PR #285, opened 2025-05-27
Update bevy_gltf_export branch and add Bevy patch

xiyuoh:
Following https://github.com/open-rmf/rmf_site/pull/281 we've found a bug in Bevy that panics when entities are spawned in `PostUpdate`. This is evident in the site editor as we currently experience crashes when creating lanes and locations. The fix is already available (https://github.com/bevyengine/bevy/pull/19064), but it may take some time before they're merged and released. Tested and verified that it stops the crashes.

This PR temporarily and manually adds a patch for Bevy `v0.16.0` with the fix cherry picked. This allows us to keep `main` functional. We can remove the patch when `v0.16.1` is released.

I've also updated the branch for `bevy_gltf_export` back to Luca's repo for general housekeeping.

### DIFF
--- a/Cargo.lock
+++ b/Cargo.lock
@@ -498,8 +498,7 @@ checksum = "72b3254f16251a8381aa12e40e3c4d2f0199f8c6508fbecb9d91f575e0fbb8c6"
 [[package]]
 name = "bevy"
 version = "0.16.0"
-source = "registry+https://github.com/rust-lang/crates.io-index"
-checksum = "2a5cd3b24a5adb7c7378da7b3eea47639877643d11b6b087fc8a8094f2528615"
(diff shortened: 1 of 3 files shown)


luca-della-vedova (commented):
Thanks for the fix! There are a few other Cargo.toml fixes that I spotted, my proposal would be to bundle all the nice to have cleanups in one PR and have this just for the workaround (so we can easily revert the commit later).

Specifically:
[bevy_mod_outline](https://github.com/open-rmf/rmf_site/blob/main/rmf_site_editor/Cargo.toml#L19https://github.com/open-rmf/rmf_site/blob/main/rmf_site_editor/Cargo.toml#L19) was released so we can just use the released version.
[ron](https://github.com/open-rmf/rmf_site/blob/4930c0320fff41b4779d8666a563b97429084279/rmf_site_format/Cargo.toml#L15) was also released, so same comment there.

luca-della-vedova (approved):

PR #287, opened 2025-06-02
Migration follow-up: version bumps and bug fixes

xiyuoh:
Since https://github.com/open-rmf/rmf_site/pull/281 we've had a couple of bugs and housekeeping items to follow up:
- Use updated release / branches for `bevy_mod_outline`, `bevy_gltf_export`, and `ron`
- Extra `AssetSource` ComboBox in inspector, causing unnecessary widget for models/floors/walls and errors for duplicate ComboBox id
  - In the widget implementation we fix this by returning early if the selected entity is a non-group entity that does not have any affiliated group entity (e.g. models). This ensures that the `AssetSource` widget won't be duplicated for group/non-group affiliations.
- Fix wall and floor meshes missing during creation
  - We were doing mutable borrows of `Mesh3d` to update wall/floor meshes during creation when moving anchors around. With the migration it somehow caused the meshes to only render when the cursor is stationary.
  - Changing the implementation to modify the `Mesh` asset directly instead of the handle fixed this issue.

### DIFF
--- a/rmf_site_editor/Cargo.toml
+++ b/rmf_site_editor/Cargo.toml
@@ -17,7 +17,7 @@ path = "examples/extending_menu.rs"
 
 [dependencies]
 bevy_mod_outline = "0.10"
-bevy_gltf_export = { git = "https://github.com/luca-della-vedova/bevy_gltf_export" }
+bevy_gltf_export = { git = "https://github.com/luca-della-vedova/bevy_gltf_export", rev = "098fc7c" }
 bevy_stl = "0.16"
 bevy_obj = { version = "0.16", features = ["scene"] }
 smallvec = "*"
--- a/rmf_site_editor/Cargo.toml
+++ b/rmf_site_editor/Cargo.toml
@@ -16,8 +16,8 @@ name = "extending_site_editor"
 path = "examples/extending_menu.rs"
 
 [dependencies]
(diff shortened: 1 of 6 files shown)


rmf_site_editor/Cargo.toml
```diff
@@ -16,8 +16,8 @@ name = "extending_site_editor"
 path = "examples/extending_menu.rs"
 
 [dependencies]
-bevy_mod_outline = { git = "https://github.com/komadori/bevy_mod_outline", branch = "bevy-0.16"}
-bevy_gltf_export = { git = "https://github.com/xiyuoh/bevy_gltf_export", branch = "xiyu/bevy_0.16"}
+bevy_mod_outline = "0.10"
+bevy_gltf_export = { git = "https://github.com/luca-della-vedova/bevy_gltf_export" }
```
luca-della-vedova, line 20: Can you set a commit hash to the latest main here? To make sure it doesn't break unexpectedly

xiyuoh: [c73b477](https://github.com/open-rmf/rmf_site/pull/287/commits/c73b477a8f5f4c031dae0093d2f3779eff1f7db8)

luca-della-vedova (approved):

PR #293, opened 2025-06-03
moved crates to /crates (#290)

rydb:
### Implementation description

I moved all of the crates into a new /crates folder. to address #290.

I fixed all of the asset imports/CI paths to account for the new location.

Issue #288, opened 2025-06-02
[Other issue]: move crate dependencies to workspace dependencies.


rydb:
### Before proceeding, is there an existing issue or discussion for this?

- [x] I have done a search for similar [issues](.?q=type%3Aissue) and [discussions](https://github.com/open-rmf/rmf/discussions).

### Description

For the sake of streamlining updating dependencies across crates, and to reduce the risk of duplicate dependencies, crate dependencies should be confederated under workspace dependencies, so imports can just be reduced to just: 

```toml
# dependent Cargo.toml
[dependencies]
bevy = {workspace = true}
dependency2 = {workspace = true, features = ["feature1", "feature2"]}
# etc etc


# root Cargo.toml
[workspace.dependencies]
bevy = {version = "0.16"}
dependency2 = {version = "???"}
```

PR #294, opened 2025-06-03
Workspace deps

rydb:
 
This pr builds on: https://github.com/open-rmf/rmf_site/pull/293
to convert all crate imports in sub-crates into workspace imports as described in #288

This will reduce the risk of duplicate crate imports from minor version differences and will make updating crate versions down the line much more straight forward.


rydb:
> I need to admit not being very familiar with this strategy but how does it work for downstream users that need the crate itself?

downstream users of the crate are not affected. They don't compile all workspace dependencies, only the ones that the crates that they import use. 

E.G: if there were two crates

robot_physics
robot_format

lets say robot_physics used `rapier`, and `robot_format` used `serde`. If an end user only imports `robot_format`, they won't need to compile `rapier`, only `serde`.

> Let's say we specify `bevy` as a workspace dependency so we don't need to specify it in both `rmf_site_editor` and `rmf_site_format`, if we were to publish `rmf_site_format` would a downstream user of the library be aware of its workspace dependency or not?

A crate that uses workspace dependencies and one that doesn't look the same to an end user as far as I'm aware. The only difference is if they'll need to look at [workspace.dependencies] to know the exact versions of things.

> Also this PR diff is massive because it includes the crate move as well

This pr is stacked ontop of a different pr. I need both of these pr's QOL improvements for the upcoming ones I'm writing.

https://github.com/open-rmf/rmf_site/pull/293

rydb:
Closed in favor of:
#313

PR #300, opened 2025-06-16
Add Battery component

xiyuoh:
Following [this discussion](https://github.com/open-rmf/rmf_site/pull/272#issuecomment-2966127138), this PR adds another robot property `Power Source` and property kind `Battery` to the site editor, and updates slotcar's SDF import/export workflow to include these battery-related parameters.

### DIFF
--- a/rmf_site_editor/src/site/slotcar.rs
+++ b/rmf_site_editor/src/site/slotcar.rs
@@ -16,11 +16,14 @@
 */
 
 use crate::site::{
-    robot_properties::*, Change, DifferentialDrive, ExportHandler, ExportHandlers, ExportWith,
-    Group, IsStatic, Mobility, ModelMarker, ModelProperty, ModelPropertyQuery, Robot,
+    Battery, Change, DifferentialDrive, ExportHandler, ExportHandlers, ExportWith, Group, IsStatic,
+    Mobility, ModelMarker, ModelProperty, ModelPropertyQuery, PowerSource, Robot, RobotProperty,
+    RobotPropertyKind,
 };
 use bevy::prelude::*;
+use rmf_site_format::robot_properties::*;
 use sdformat_rs::{ElementData, ElementMap, XmlElement};
+use serde_json::{Map, Value};
 
 pub struct SlotcarSdfPlugin;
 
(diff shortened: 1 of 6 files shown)


rmf_site_format/src/robot_properties.rs
```diff
@@ -399,3 +437,153 @@ impl Recall for RecallCircleCollision {
...
+            .and_then(|current| f64::try_from(current.data.clone()).ok())
+        {
+            battery.charging_current = current as f32;
+        }
+        if let Some(power) = elements
+            .get("nominal_power")
+            .and_then(|power| f64::try_from(power.data.clone()).ok())
+        {
+            battery.power = power as f32;
+        }
```
luca-della-vedova, line 551: Probably similar to my other comment on power, but what does this `nominal_power` actually mean? I'm starting to wonder if we should split the battery parameters into pure battery (voltage, capacity, _most likely_ charging current) and leave all the power parameters such as idle power, tool power, friction coefficient to another component

rmf_site_editor/src/widgets/inspector/mod.rs
```diff
@@ -212,30 +212,42 @@ impl Plugin for StandardInspectorPlugin {
...
+                    InspectModelPropertyPlugin::<InspectModelScale, Scale>::new(
+                        "Scale".to_string(),
+                    ),
+                    InspectModelPropertyPlugin::<InspectModelAssetSource, AssetSource>::new(
+                        "Asset Source".to_string(),
+                    ),
+                    InspectRobotPropertiesPlugin::default(),
+                    InspectRobotPropertyPlugin::<InspectMobility, Mobility, RecallMobility>::new(),
+                    InspectRobotPropertyPlugin::<InspectCollision, Collision, RecallCollision>::new(
+                    ),
```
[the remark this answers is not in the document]
xiyuoh: I can reduce it - it was automatically formatted due to an editor extension.

rmf_site_format/src/robot_properties.rs
xiyuoh: [7fc974f](https://github.com/open-rmf/rmf_site/pull/300/commits/7fc974f79a58c9b45b77fb8fc02d84a4674ab80b). Thanks for pointing this out, I think it's a good call to separate them. I added `PowerDissipation`, `MechanicalSystem` and `AmbientSystem` components to support slotcar parameters, and moved `nominal_power` to `AmbientSystem` as "idle power".

I didn't add in `ToolSystem` this time round since (a) they are not represented in Slotcar params and (b) we might want to think more about what fields to add in if and when we do want to include tool power drain as a robot property kind.

rmf_site_editor/src/site/slotcar.rs
```diff
@@ -147,31 +193,58 @@ impl Default for SlotcarParams {
...
+            Value::Number(speed) => speed.as_f64(),
+            _ => None,
+        }) {
+            self.nominal_turn_speed = rotational_speed as f32;
+        }
+
+        self
+    }
+
+    fn from_battery(&mut self, battery: &Value) -> &mut Self {
```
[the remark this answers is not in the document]
xiyuoh: [0db687e](https://github.com/open-rmf/rmf_site/pull/300/commits/0db687e9989b45267b05cd68883885c91b9db933)

rmf_site_format/src/robot_properties.rs
mxgrey: I have nothing against using physical battery properties to configure things, but one observation I've made over the years is that system integrators often don't know or care about having accurate parameters for battery properties. They often just think in terms of battery drain rate while moving vs while idle.

We can stick with the physical parameters for now, but down the road we might want to consider just operating in terms of simple "average rate of drain while moving", "average rate of drain while idle", and "average rate of charging" parameters.

luca-della-vedova: Would the rate in this case be in Wh or even one higher level and just be a battery percentage per unit time?
But yea I agree that the parameters are a bit hard to get right and something simpler would likely be preferred, we can figure out in a followup how to support both and migrate them

luca-della-vedova (approved):
Thanks! There are some merge conflicts but LGTM

mxgrey:
As a heads up, I'm about to take a stab at the merge conflicts.

mxgrey:
> I'm personally not a huge fan of exporting SDF with tags such as sphere, box, etc. The main reason is that it makes it impossible to interoperate with any other software (i.e. blender).

I can certainly understand this for the visual meshes, but I don't think collision shapes are important from blender's point of view, unless blender has a plugin for importing the SDF itself. But at that point I would expect an SDF importer should be able to handle the SDF primitive shapes.

> Find a way to parse the SDF and keep all the various geometries when exporting (including spheres, boxes, etc).

This is what I think might work best. We can store the original collision primitive information in a component and then do an `Option<&_>` query for it. Then whatever that primitive is will override what we export.

> since we don't even use wheels to apply torque anymore. ... I suppose we could just get the model's bounding box and export the model's collision as a cube.

I forgot that we aren't using the wheel physics anymore. I suppose that means the robot is essentially sliding across the ground all the time. Using a bounding box collision geometry will likely run into some problems since box collision geometries are not actually very stable (volume-volume collisions are most stable with 3 contact points rather than 4) and the box would be larger than the visual robot so it may get snagged on nearby objects.

I'll try testing this hypothesis about the physics by exporting the world and then manually replacing the robot model with an `<include>` of the original. If that gets it working correctly then I'll merge this an open a ticket for using the primitive geometries.

mxgrey:
For reference, this is what I'm seeing from the robot right now:

https://github.com/user-attachments/assets/46268235-d5f9-41ee-bf8f-f78d7a4fe691

It slides around a lot and then eventually gets stuck in a loop of overshooting its target.

luca-della-vedova:
> For reference, this is what I'm seeing from the robot right now:
> 
>  back-and-forth.mp4 
> It slides around a lot and then eventually gets stuck in a loop of overshooting its target.
> 
> One thing I'm noticing is the relative transforms of the nested parts look very wrong. E.g. the visual wheels are way off, the box collision geometry of the body is too low, and the sphere collision geometries are in the wrong place.

Ah that makes sense, when this was first implemented there was no model with a complex hierarchy so there was no proper support for nested hierarchies of links. This will probably also need support on the GLB exporter side. I'll have a look now that there is a model to test it with.

mxgrey (approved):
Let's go ahead and merge the heavy lifting this PR does and follow up with a PR to fix the transforms.

PR #302, opened 2025-06-17
Fix camera controls when the cursor is over a void

mxgrey:
During the migration to 0.16 we broke the logic for the camera controls when the cursor is hovering over a blank void. As a result the camera suddenly halts when the cursor tries to cross a void, and the user cannot do any panning or orbiting if they start over a void.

┄┄┄┄┄┄

▸ What to do:
Only the lines that contain the word "things" should be copied from the material.

▸ Finished exercise:
A crate that uses workspace dependencies and one that doesn't look the same to an end user as far as I'm aware. The only difference is if they'll need to look at [workspace.dependencies] to know the exact versions of things.
mxgrey: I have nothing against using physical battery properties to configure things, but one observation I've made over the years is that system integrators often don't know or care about having accurate parameters for battery properties. They often just think in terms of battery drain rate while moving vs while idle.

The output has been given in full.